LOL i thought £192 a year for the wife's cooper s was dear, hope you get it sorted cheaper my beemer is with esure same as wife as had been with direct line for years but got 3 points and they wand £200 pa extra so that was me away


----------



## JayLC

Whilst I wouldn't mind being young again, I don't think I could afford to run a car. I pay £286 fully comp.


----------



## Will_G

I'm £460 with Bell/Admiral on my 520D M Sport Business Edition. Thats with 2 fault claims about 3 years ago.


----------



## trv8

silverback said:


> jesus god,atleast buy me dinner before you pull my pants down lol.


You hussy! Selling yourself on the cheap again :lol:.

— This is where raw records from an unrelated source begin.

PR #1640, opened 2016-12-27
Use showNextUp param to toggle display of next up.

pajong:
JW7-3599

### DIFF
--- a/src/js/view/components/nextuptooltip.js
+++ b/src/js/view/components/nextuptooltip.js
@@ -139,8 +139,7 @@ define([
                 this.showNextUp = false;
                 return;
             }
-
-            this.showNextUp = true;
+            this.showNextUp = nextUp.showNextUp;
             this._nextButton.toggle(true);
             this.setNextUpItem(nextUp);
         },


src/js/view/components/nextuptooltip.js
```diff
@@ -140,7 +140,7 @@ define([
                 return;
             }
 
-            this.showNextUp = true;
+            this.showNextUp = nextUp.showNextUp;
```
egreaves: `nextUp.showNextUp` is `undefined` for playlists. 

Test with: `feature=playlist/playlist_next_up_display`.

src/js/view/components/nextuptooltip.js
```diff
@@ -139,8 +139,8 @@ define([
                 this.showNextUp = false;
                 return;
             }
-
-            this.showNextUp = true;
+            var showNextUp = nextUp.showNextUp;
+            this.showNextUp = (showNextUp === undefined) ? true : showNextUp;
```
egreaves: This isn't intuitive. I think it's better to  set `showNextUp` for playlist mode in the other PR.

PR #1644, opened 2016-12-28
Adjust captions container max height for each breakpoint

egreaves:
- Keep captions just above the control bar for each breakpoint. 
- At breakpoint 0, use the space above the controlbar buttons

Fixes #
JW7-3412


robwalch:
> I'll handle the updates when @madikarizma 's PR for controlbar timeSliderAbove coloration is merged.

@jw-kaurand which PR is that? Please include a link or PR #.

PR #1647, opened 2016-12-28
Fix state when mobile autostart fails

hghazzi:
If you disconnect form a chromecast while its a mobile device, the
state will be incorrect.

JW7-3739

### DIFF
--- a/src/js/controller/model.js
+++ b/src/js/controller/model.js
@@ -61,14 +61,12 @@ define([
                     this.set('flashThrottle', throttled);
                     this.set('flashBlocked', throttled);
                     break;
-
                 case 'flashBlocked':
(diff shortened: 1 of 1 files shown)


src/js/controller/model.js
```diff
@@ -147,14 +138,15 @@ define([
...
                     break;
-
                 case 'visualQuality':
                     var visualQuality = _.extend({}, data);
                     this.mediaModel.set('visualQuality', visualQuality);
                     break;
-
                 case 'autoplayFailed':
                     this.set('autostartFailed', true);
+                    if (this.mediaModel.get('state') === states.PLAYING) {
```
egreaves: Let's create a local var for `this.mediaModel` since it's used several times.

PR #1650, opened 2016-12-29
Hide display icons and the controls gradient during a VPAID ad

jw-kaurand:
Hide display icons and the controls gradient during a VPAID ad so that do not receive play/pause buttons at small sizes and we do not get the jw-controls background gradient at small sizes.

JW7-3706


egreaves:
test this please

When I read the title I thought it was a quote from Auto Finnese for a top range correction detail :doublesho :lol: :lol:.

PS
I've had good quotes from these people :thumb:...
http://www.aplan.co.uk/


----------



## The Cueball

^^ So did I actually...

:lol:


----------



## TubbyTwo

Try these guys:

http://www.livingstones-insurance.co.uk/

gave me an amazing quote on the Supra £400, AF were miles off the mark as usual, £1k+


----------



## anthonyh90

i got a quote from them last year for insuring my fabia vrs which is insurance group 9. i was 20 at the time with 2 years NCB and they wanted over £4000:doublesho


----------



## Derbyshire-stig

TubbyTwo said:


> Try these guys:
> 
> http://www.livingstones-insurance.co.uk/
> 
> gave me an amazing quote on the Supra £400, AF were miles off the mark as usual, £1k+


I had a LOT of Issues with A plan 4 years ago after a false claim by a 3rd party (wasnt even the same make of car that had been cloned and hit someone),
Been with flux for the last 2 years and they were over £200 cheaper this year then anyone else I tried (and I tried), I was with Liverpool Vic for a fair while and then their prices go thru the roof for no reason,
I find its all a lottery on the type of car your trying to cover and your postcode, even if you over 30 some companies still come up with daft prices for run of the mill cars, 
I pay £120 more for a Imported Impreza over a run of the mill derv A4 estate with AF.


----------



## mirra_finish

I'm with BMW insurance for my 2011 520D and pay £460. All repairs carried out by BMW shops etc. Free towing/recovery in case of breakdown/accident etc.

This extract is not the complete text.